Use SD-WAN as a services delivery platform to create new revenue streams.

November 1, 2019

6 Min Read

By Stephan Tallent


Stephan Tallent

SD-WAN continues to grow, driven by digital transformation and the need to provide new web applications and cloud services to remote business locations. While WAN connectivity has been around for decades, interest in software-defined wide area network (SD-WAN) is growing because traditional WANs weren’t built for the cloud or today’s digital business. Instead, branch offices, school campuses and remote retail locations tend to be connected to a central data center hub using static multiprotocol label switching (MPLS) routing or an Internet Protocol Security (IPSec) network protocol suite connection.

Extending the value of digital transformation to remote offices represents the biggest motivation for organizations (large and small) to upgrade their WAN infrastructure to SD-WAN. If nothing else, it enables them to compete more effectively in today’s digital marketplace. As a result, according to IDC, SD-WAN transformation is growing to become a $4.5 billion dollar market opportunity between now and 2021.

The Opportunity for MSSPs

This disruption presents a massive opportunity for MSSPs. Almost overnight, the entire WAN market is being transformed into a greenfield opportunity. Even better, SD-WAN provides a unique opportunity for MSSPs to provide managed WAN services both on and off their network. That’s because much of the key value of any SD-WAN solution lies in the services attached to it – making it an enabler and facilitator for additional value-added services.

The main drivers for SD-WAN services are agility and efficient WAN resource utilization, increased application reliability and the improved user experience it should deliver. Cost reduction, while valuable in some markets, is generally a secondary consideration. Depending on its configuration, the services it needs to support, and the market in which it is being implemented, SD-WAN isn’t necessarily more cost-attractive than an MPLS service. In fact, in many cases, MPLS circuits will continue to form some portion of the SD-WAN underlay used by enterprises. SD-WAN is an evolution of the wide area network that matches organizations’ digital transformation and includes increasing reliance on cloud-hosted resources and real-time applications.
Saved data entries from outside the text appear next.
PR #1190, opened 2026-07-30
fix: rag upload failures for .log files, drag-drop double uploads, and broken empty collections

jashansinghTT:
## Problem

Uploading a `.log` file to RAG (reported with a tt-studio backend log) fails in a confusing cascade:

1. The document processor only accepted `.pdf/.txt/.docx/.md/.html` and a few code extensions, so the insert returned 400 `Unsupported file type` — but the collection had already been auto-created, leaving an **empty datasource** behind.
2. The empty collection was then mislabeled **Internal Knowledge** by a heuristic ("no documents + no last_uploaded_document metadata"), which disabled its Delete/Upload buttons, so it couldn't be retried or cleaned up from the UI.
3. Chat queries against the empty collection only returned the merged Tenstorrent docs corpus, so the model answered that no log data exists.
4. On top of that, drag-and-drop fired every upload **twice**: the dropzone inside `GentleFileUpload` uploads the dropped files, and the drop event then bubbles to the wrapping `Card`'s own `onDrop`, which uploaded them again — hence the duplicated "Uploading document..." and error toasts.
5. The error toast never included the backend's reason, the in-progress toast used a green success checkmark, and a failed upload left the row spinner stuck.

## Changes

- **Backend**: accept `.log/.json/.csv/.xml/.yaml/.yml` as plain-text uploads in `DocumentProcessor`; `.log` files group under the `text` folder type.
- **Frontend**:
  - `Card.onDrop` no longer re-uploads dropped files (dropzone already handles them); it only resets drag styling.
  - If the document upload fails right after auto-creating its collection, the collection is rolled back so no orphaned empty datasource remains.
  - Only explicitly system-tagged collections (`metadata.type === "internal_knowledge"`, `created_by === "system"`, or the seeded collection name) are treated as Internal Knowledge — empty user collections keep working Delete/Upload buttons.
  - Upload failure toasts now include the backend's error message (e.g. "Unsupported file type"), the uploading spinner clears on failure, and the in-progress toast is informational instead of a success checkmark.
  - File-picker `accept` lists now match what the backend supports: `.log` added, `.doc` removed (legacy Word binaries were never parseable by python-docx).

## Verification

- Exercised the document-processor change inside the `backend-dev` Docker image (same runtime deps as the deployed backend): a `.log` file now processes and chunks correctly, `.json/.csv/.yaml/.yml/.xml` map to the text handler, and unsupported types (e.g. `.zip`) are still rejected with `Unsupported file type`, which now propagates into the UI toast.
- Frontend: `tsc --noEmit` clean, ESLint clean on changed files (only pre-existing `no-console` warnings), production `npm run build` succeeds.
- Full in-browser end-to-end wasn't run: the TT-Studio stack currently running on this machine is served from a different user's checkout, so this branch couldn't be deployed against it without disrupting their session.

## Review follow-ups

Addressed the review feedback:

- **Selected datasources now actually answer from their own documents** (@rnabeelTT's report): single-collection queries merged the shared Tenstorrent docs corpus into results sorted purely by embedding distance, so the 1000+-page internal knowledge corpus could crowd the user's uploaded chunks out of the response entirely — chat then answered from docs and claimed the uploaded data didn't exist. The merge is now primary-first: the selected collection's matches take the result slots first, and internal knowledge only backfills leftover capacity (e.g. for small or empty collections).
- The `Unsupported file type` error now reports just the file extension instead of the server-side temp path, since the message is surfaced in UI toasts (Copilot).
- `.json/.csv/.xml/.yaml/.yml` uploads are now classified into the `text/` virtual folder, consistent with their processing as plain text (Copilot).
- All `collectionsUploading` state updates use functional updates with dedupe, so concurrent uploads can't clobber each other's spinner state (Copilot).

Verified in the `backend-dev` image (no running stack needed): primary-first merge keeps the selected collection's chunks and backfills/falls back to internal knowledge correctly, `.log` files process and chunk, the new extensions map to the text handler, and unsupported types are rejected with a path-free message. Frontend re-verified after the `dev` merge-in: `tsc --noEmit` clean, ESLint clean on changed files (pre-existing `no-console` warnings only), production build succeeds.

### DIFF
--- a/app/backend/vector_db_control/document_processor.py
+++ b/app/backend/vector_db_control/document_processor.py
@@ -27,6 +27,13 @@ class DocumentProcessor:
         '.ts': 'application/typescript',
         '.tsx': 'application/typescript',
         '.jsx': 'application/javascript',
+        # Plain-text formats routed through process_text
+        '.log': 'text/plain',
+        '.json': 'text/plain',
+        '.csv': 'text/plain',
+        '.xml': 'text/plain',
+        '.yaml': 'text/plain',
+        '.yml': 'text/plain',
     }
 
     @staticmethod
--- a/app/backend/vector_db_control/document_processor.py
+++ b/app/backend/vector_db_control/document_processor.py
@@ -134,7 +134,10 @@ class DocumentProcessor:
         """Process document based on file type."""
         file_type = cls.get_file_type(file_path)
         if not file_type:
-            raise ValueError(f"Unsupported file type: {file_path}")
+            # Report only the extension — the full path is a server-side temp
+            # location and this message is surfaced to the user in the UI.
+            extension = os.path.splitext(file_path)[1] or os.path.basename(file_path)
+            raise ValueError(f"Unsupported file type: {extension}")
 
         processors = {
             'application/pdf': cls.process_pdf,
--- a/app/backend/vector_db_control/views.py
+++ b/app/backend/vector_db_control/views.py
@@ -369,7 +369,7 @@ class VectorCollectionsAPIView(ViewSet):
             elif file_extension in ['.doc', '.docx']:
                 folder_type = "docs"
                 folder_path = f"docs/{filename}"
-            elif file_extension in ['.txt']:
+            elif file_extension in ['.txt', '.log']:
                 folder_type = "text"
                 folder_path = f"text/{filename}"
             elif file_extension in ['.ppt', '.pptx']:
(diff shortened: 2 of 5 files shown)


rnabeelTT:
it does let me upload json and log files but it doesnt answer from them. it seems that even if i dont select the internal knowledge collection, it still has access to that.

rnabeelTT (approved):
LGTM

The challenge from an MSSP perspective is in selecting the SD-WAN solution they want to wrap their services around. The reality is, most SD-WAN solutions provide similar connectivity capabilities. But delivering connectivity-only SD-WAN services isn’t sustainable in the long term. Using SD-WAN to leverage broadband internet for delivering business services may seem like low-hanging fruit, but doing so without also being able to provide comprehensive visibility and security significantly increases risk and exposure to the enterprise. As a result, MSSPs should differentiate their SD-WAN services on capabilities beyond basic SD-WAN, such as security. In short, SD-WAN shouldn’t be the objective. SD-WAN should be the means to deliver an entire value-added services engine that increases revenue per user along with sustained customer loyalty.

Approaching SD-WAN as a Value-Added Services Platform

Building and delivering an SD-WAN solution for your customers is simply the first step is creating a connectivity platform that enables the delivery of new services. Adding services such as advanced security, networking and application management can not only provide a significant revenue stream, but also serve as a real competitive advantage in a landscape dominated by too many SD-WAN offerings.
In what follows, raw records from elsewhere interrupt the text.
PR #1198, opened 2026-07-31
feat: hybrid RAG retrieval with reranking, structure-aware chunking, and server-side orchestration

jashansinghTT:
## What

- New `POST /collections/retrieve` endpoint runs the whole RAG pipeline server-side: optional LLM query rewrite → dense + BM25 hybrid retrieval → reciprocal-rank fusion → cross-encoder reranking → parent-section expansion → relevance threshold → token budget. The chat UI now makes this one call instead of assembling context in the browser; the old `/query` endpoints are unchanged.
- Reranker is a quantized ONNX ms-marco cross-encoder on the existing onnxruntime — no torch, so it stays compatible with the CUDA-removal work in #1180 (both PRs touch `requirements.txt`; whichever lands second has a trivial merge).
- Ingestion is now two-stage: markdown/HTML split on headings and PDFs per page into parent sections, then small child chunks embedded with contextual headers (`Document: … — Section: …`) and `parent_id`/`parent_text` metadata. Deterministic chunk ids + upsert mean re-uploading a file no longer duplicates its chunks.
- The search agent gets a `document_search` tool over the internal knowledge corpus and a prompt that routes between web and docs (per-user collections need identity plumbing through the agent path — follow-up).
- Everything is env-tunable (`RAG_QUERY_REWRITE`, `RAG_RERANK_*`, `RAG_CHUNK_*`, `RAG_CONTEXT_TOKEN_BUDGET`); rewrite defaults off, rerank defaults on with graceful offline fallback.
- The rerank threshold can no longer empty the results: the best `RAG_RERANK_FLOOR` chunks (default 2) always survive it, and the default `RAG_RERANK_MIN_SCORE` dropped from 0.1 to 0.05 (per review feedback — on niche corpora the cross-encoder can score every candidate low, and a few weak chunks ground the answer better than none).

## Verification

- 36 new unit tests (`test_retrieval.py`, `test_chunking.py`) pass in the backend image.
- Exercised end-to-end against a scratch Chroma + backend: corpus reseed with the new pipeline, upload/re-upload chunk-count stability and stale-chunk sweep, ownership 403s, reranked hybrid results with per-stage signals.
- New eval script (`vector_db_control/eval/`, 30 questions over the internal corpus): full pipeline **83% hit@5 / 57% hit@1** vs dense-only **60% / 40%**.
- Frontend `type-check` clean; new deps attributed in `LICENSE` (attribution gate passes).


anirudTT:
@jashansinghTT : please review the copolit comments and address them

then can you tag @rnabeelTT to help review this PR.

jashansinghTT:
Hii @rnabeelTT , can you review this PR?

rnabeelTT:
This is great progress! I suggest lowering the default RAG_RERANK_MIN_SCORE to ~0.02-0.05 instead of 0.1 or make it a floor of N approach as on my custom dataset i noticed that the reranker would sometimes drop everything and return empty results, which seems worse than having some chunks with less scores.

rnabeelTT (approved):

jashansinghTT:
Good catch @rnabeelTT — done in e65dac1, with both halves of your suggestion:

- `RAG_RERANK_MIN_SCORE` default lowered from 0.1 to 0.05.
- Floor-of-N: the best `RAG_RERANK_FLOOR` reranked chunks (default 2, env-tunable) now always survive the threshold, so retrieval can never come back empty just because the cross-encoder scored a niche corpus low. The threshold still trims low scorers whenever enough candidates pass it.

Covered by four new unit tests on the extracted `apply_rerank_threshold` helper (36 tests passing in the backend image).

Issue #977, opened 2026-06-22
Consolidate scattered model/artifact version pins into one file


anirudTT:
**Goal:** Today a single logical "pin" is edited across `app/.env.default`, `run.py` (`MODEL_SPECS_ENV`), and hardcoded image overrides in `app/backend/docker_control/` — tracked only by code comments. Collect them into one file (e.g. `pins.yaml`) with `reason` / `tracking_issue` / `expires` per entry, plus a CI check that warns when a pin is past its expiry or its tracking issue is closed. `run.py` and the deploy path read from this one file instead of N hand-edited locations.

Lower priority / follow-up.

Part of #960.

AnkittChauhan:
@anirudTT : /assign

stisiTT:
Hit a concrete instance of this while getting an experimental dev-tier-only model (Qwen3.5-9B) deployable: `sync_models_from_inference_server.py` silently drops any hand-curated catalog entry on every resync, with no error.

**Root cause:** `main()` (`sync_models_from_inference_server.py:334-360`) does a full destructive rebuild — `models = normalize(source_path)` then `json.dump(catalog, ...)` straight to `OUTPUT_JSON`, with no read of the existing file first. `normalize()` builds each entry from a fixed key list (lines 300-315) derived purely from the fetched source JSON. Two consequences:
- A field that only ever gets set by hand (e.g. a `requires_dev_catalog` flag) has nowhere to survive a resync, since nothing in the source JSON produces it.
- A model that only exists in tt-inference-server's dev-tier catalog can't appear at all when synced from `release_model_spec.json` (a prod-only release snapshot) — so the entry itself, not just one field on it, disappears every time `--resync`/`--pull-branch`/`--reconfigure-inference-server` runs.

Either way: someone hits a bug, fixes it by hand-editing the catalog, then loses the fix on the next sync with no warning — it just quietly reverts.

**Proposed fix:** make the sync additive instead of destructive. Before writing, load the existing `OUTPUT_JSON` (if present) into a `by_model_name` map, then:
1. For any model name present in both the old and freshly-synced catalog, carry forward fields the sync script itself never derives (currently just `requires_dev_catalog`) from the old entry onto the new one.
2. For any model name present in the *old* catalog but absent from the fresh one (e.g. a dev-tier-only model the source JSON can never mention), keep the old entry as-is rather than dropping it.

[...]

PR #1201, opened 2026-08-06
feat: add per-model dev-catalog override for deploys

stisiTT:
## Summary

Experimental models couldn't be deployed at all. This makes them deployable, with no change to models that already work.

## The problem

The inference server keeps two model catalogs — a stable one and a richer experimental one — and TT-Studio only ever used the stable one, so an experimental model failed instantly with an error that read like a bug. Getting one working surfaced three further blockers behind it.

## What changed

- **A model can opt into the experimental catalog** for its own deploy. Every other model is untouched.
- **Its container image is now supplied automatically.** Experimental entries don't carry one the way stable entries do, and the deploy was rejected without it.
- **Experimental deploys now run in isolation.** They previously shared one long-lived process and could briefly corrupt other people's catalog lookups mid-deploy.
- **A model can name the exact inference-server build it needs, per board.** That used to be a single setting for the whole installation, kept in a file a full reset erases — so it silently reverted and the next deploy failed for a reason that looked unrelated. It now travels with the model and survives a reset.
- **Refreshing the catalog no longer discards hand-set values.** It rebuilt from scratch every time, so a fix applied by hand vanished on the next refresh with no warning. It now merges. (Refs #977.)

## Status

Verified end-to-end on real hardware, including the case this was built for: with the installation deliberately left on a build that does not contain the model, the deploy succeeded against the model's own build, the shared build was untouched, and a catalog refresh preserved the settings. Naming a build that doesn't exist fails immediately and says which one.

### DIFF
--- a/app/backend/docker_control/docker_utils.py
+++ b/app/backend/docker_control/docker_utils.py
@@ -12,7 +12,7 @@ from django.core.cache import caches
 
 from shared_config.device_config import DeviceConfigurations
 from shared_config.logger_config import get_logger
-from shared_config.model_config import model_implmentations, _impl_id
+from shared_config.model_config import model_implmentations, _impl_selector
 from shared_config.backend_config import backend_config
 from shared_config.model_type_config import ModelTypes
 from shared_config.user_config import get_tavily_api_key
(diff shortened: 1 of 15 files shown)


anirudTT (approved):
LGTM, mechanism looks good — just need to fix the PR title to follow Conventional Commits format (e.g. feat: add per-model dev-catalog override for deploys) so the linter passes before merge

As a result, MSSPs need to carefully select an SD-WAN solution by considering its ability to deliver additional integrated and automated high-value services. As a result, the ability to provide, in addition to typical SD-WAN connectivity, such additional services as …
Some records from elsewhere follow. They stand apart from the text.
PR #1202, opened 2026-08-06
Add tests for dev-catalog subprocess deploys

stisiTT:
## Summary

Adds test coverage for the subprocess-based dev-tier deploy path added in #1201. No existing test exercised that mechanism directly.

## What it does

Builds a minimal fake `run.py` and runs it as a real subprocess (not mocked) to check:
- Output correctly reaches the deploy's progress and log tracking
- The subprocess never touches the parent process's own environment, working directory, or arguments
- A failed deploy retries exactly once with adjusted options, and stops retrying if it fails again

No real hardware or artifact needed to run these.

### DIFF
--- a/inference-api/tests/__init__.py
+++ b/inference-api/tests/__init__.py
@@ -1,0 +1,2 @@
+# SPDX-License-Identifier: Apache-2.0
+# SPDX-FileCopyrightText: © 2026 Tenstorrent AI ULC
--- a/inference-api/tests/test_dev_mode_subprocess.py
+++ b/inference-api/tests/test_dev_mode_subprocess.py
@@ -1,0 +1,267 @@
+# SPDX-License-Identifier: Apache-2.0
+# SPDX-FileCopyrightText: © 2026 Tenstorrent AI ULC
+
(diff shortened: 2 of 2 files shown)


anirudTT (approved):
Nice coverage. One follow-up: right now nothing in CI actually runs this — `launcher-tests.yml` is the only workflow that runs a Python suite, and it's path-filtered to `tt_setup/**`/`tests/**`/`pyproject.toml`, so it won't pick up `inference-api/tests/`.

Next step could be: add a new workflow (e.g. `inference-api-tests.yml`) triggered on:
```yaml
on:
  pull_request:
    branches: [dev, main, staging]
    paths:
      - "inference-api/**"
      - ".github/workflows/inference-api-tests.yml"
```
Scoping to `inference-api/**` so changes to `api.py` itself also trigger the tests, not just edits to the test file.

stisiTT:
Superseded by #1201. The commit from this branch (`Add tests for dev-catalog subprocess deploys`) is now folded directly into #1201, along with the catalog-sync source detection fix, the structured-progress fix, and the non-chat deploy impl_id fixes. Closing to keep a single reviewable PR.

PR #56, opened 2023-01-19
Custom reporters

JingleH:
we can start using these custom reporters and generating data

i've tested the changes in my own fork of Nala [https://github.com/JingleH/nala/actions/runs/3961304265](https://github.com/JingleH/nala/actions/runs/3961304265)

API endpoints for the api-reporter are implemented in [https://git.corp.adobe.com/jinglhua/nala-api-testruns](https://git.corp.adobe.com/jinglhua/nala-api-testruns). You can also play around with it [here](https://14257-testrunsmanagement-stage.adobeio-static.net/index.html#/actions). Documentations are still in progress, and I'm thinking if and when we need to "publish" it, e.g. setting up Service Registry, CMR workflows, monitoring and CSOs, a better domain name, and jumping through hoops to get security review

Dashboard frontend that uses these APIs are also still in progress


utils/verify-specs.js
```diff
@@ -0,0 +1,39 @@
+const fs = require('fs/promises');
```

… security, application SLAs and traffic management, and integrated network and security management tools need to be table-stakes for any solution under consideration. Additional considerations should include:

  • What value-added services are prebuilt into this SD-WAN solution?

  • Can it support third-party services through APIs or open standards?

  • What are its onboarding and time-to-market complexities?

  • Is centralized automation, management and reporting available, especially for large installments?

Security is an Essential SD-WAN Service

All SD-WAN research points to security as a top customer requirement for SD-WAN. And most SD-WAN solutions only provide a nominal level of security as part of the package. Of course, this may seem like an ideal opportunity to build in a security service. But the complexities of trying to install and manage security that has to be applied as a complete overlay solution can seriously impact the bottom line and average revenue per user.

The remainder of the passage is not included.